379786 Identification-Based Optimization of Thermal Energy Storage Systems Under Uncertainty

Monday, November 17, 2014: 5:00 PM
406 - 407 (Hilton Atlanta)
Siyun Wang, McKetta Department of Chemical Engineering, University of Texas at Austin, Austin, TX and Michael Baldea, McKetta Department of Chemical Engineering, The University of Texas at Austin, Austin, TX

The operation of a chemical process faces multiple uncertainties, including changes in feed quality, environmental conditions, and fluctuations in process demand. As a result, these variables should be specified at the design stage in terms of probability density functions, rather than as exact values, and the process design problem should be formulated and solved as an optimization problem under uncertainty. The typical approach for addressing this class of problems consists of sampling the probability distributions of the uncertain variables to generate a number of probability-weighted scenarios, which are then used to calculate an average value of the design objective function to be minimized. The number of scenarios increases substantially with the number of uncertain variables, which in turn increases the computational resources required to solve this problem.

Focusing in particular on the case of dynamical systems operating under uncertainty, we have recently [1] introduced the concept of identification-based optimization (IBO). The IBO principle relies on representing the uncertain variables as time varying pseudo-random multi-level signals (PRMS), which are imposed on the differential-algebraic equation (DAE) model of the system during the optimization iterations to efficiently sample the uncertainty space. The PRMSs are generated from the probability distributions of the uncertain variables using concepts from system identification theory. IBO thus converts the infinite dimensional optimization problem under uncertainty into a dynamic optimization problem.

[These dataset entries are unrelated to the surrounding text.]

PR #5375, opened 2024-04-16
(fix#5315): concurrent map read and map write

tdiesler:
ctrlClientWrapper synchronizes all Reader/Writer access across clients of this type

https://github.com/kubernetes-sigs/controller-runtime/issues/2782
https://github.com/apache/camel-k/issues/5315

### DIFF
--- a/pkg/client/client.go
+++ b/pkg/client/client.go
@@ -43,6 +43,7 @@ import (
 	"sigs.k8s.io/controller-runtime/pkg/manager"
 
 	"github.com/apache/camel-k/v2/pkg/apis"
+	v1 "github.com/apache/camel-k/v2/pkg/apis/camel/v1"
 	camel "github.com/apache/camel-k/v2/pkg/client/camel/clientset/versioned"
 	camelv1 "github.com/apache/camel-k/v2/pkg/client/camel/clientset/versioned/typed/camel/v1"
 	camelv1alpha1 "github.com/apache/camel-k/v2/pkg/client/camel/clientset/versioned/typed/camel/v1alpha1"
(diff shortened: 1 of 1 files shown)


script/Makefile
```diff
@@ -267,19 +267,25 @@ test-common: do-build
...
-		./e2e/common/misc/pipe_test.go \
-	 	-tags=integration -parallel=$(TEST_COMMON_PARALLEL_COUNT) $(TEST_INTEGRATION_COMMON_LANG_RUN) $(GOTESTFMT) || FAILED=1; \
-	go test -timeout 30m -v \
-		./e2e/common/traits/camel_test.go \
-		./e2e/common/traits/container_test.go \
-		./e2e/common/traits/openapi_test.go \
-		./e2e/common/traits/service_test.go \
-	 	-tags=integration -parallel=$(TEST_COMMON_PARALLEL_COUNT) $(TEST_INTEGRATION_COMMON_LANG_RUN) $(GOTESTFMT) || FAILED=1; \
-	exit $${FAILED}
+	if [ $$FAILED -eq 0 ]; then \
```
squakez, line 270: Is this condition skipping the test if the previous failed? I think that, as a smoke test, we want to test them all regardless each test is failing or not as this is mainly run for nightly release purposes.

tdiesler: Yes, this allows a contributer to 'quickly' verify that a change set is ready for PR. IMHO, it is sufficient that one test fails for an outcome that is no different when subsequent fail as well. Not skipping ahead would mean to always wait +30min

If you prefer, we could have something similar to this
https://maven.apache.org/surefire/maven-surefire-plugin/examples/skip-after-failure.html

tdiesler:
Ready to merge

tdiesler:
Ready to merge

pkg/client/ctrlclient_wrapper.go
christophd, line 1: I would like to see this wrapper being added in the E2E test package only. We do only have this concurrency errors during E2E tests. I would like to avoid adding this to production code just because of the test errors.

Also we need to check if that setup has impact on the E2E test execution time. If we loose the execution speed in the E2E tests with that the solution might be to not run tests in parallel at all.

tdiesler: It may be the case that the singleton approach to apis.AddToScheme() fixes it and we don't need the wrapper at all.
Could we pls run this PR again?

tdiesler:
Locally, I can confirm that wrapping the test client and syncing all read/write access with RLock takes 0.5% longer (10sec) for the smoke tests i.e. no measurable difference

tdiesler:
Ready to merge

squakez:
If this has fixed stability of test, we should backport to 2.3 please. Thanks.

christophd:
@squakez hopefully it is fixed. we really know when the error is not coming back as it is an error of flaky nature and happens quite randomly. Let's hope the best and cross fingers for the next couple of days with workflow runs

Motivated by the need to provide rigorous design optimization solutions for thermal energy storage systems– whose operation is inherently transient and uncertain – in this paper provides a critical investigation of two numerical frameworks that are appropriate for solving the dynamic optimization problem associated with IBO. We first consider a full discretization approach [2], whereby the DAE model is converted using orthogonal collocation on finite elements. Then, we consider a sequential strategy, in which a DAE solver and a nonlinear programming algorithm (NLP) work in tandem. We propose initialization methods for both algorithms, focused specifically on IBO problems.

Finally, we demonstrate these concepts in the design of a thermal energy storage system based on phase-change materials, which is used for leveling the grid load of buildings [3]. We provide optimal design results, showing in the meantime that IBO is significantly more computationally efficient than scenario-based methods.


[1] S. Wang and M. Baldea. Identification-based optimization of dynamical systems design under uncertainty. Comput. Chem. Eng., 64(7):138-152, 2014.

[2] L.T. Biegler. Nonlinear Programming: Concepts, Algorithms, and Applications to Chemical Processes. SIAM, 2010.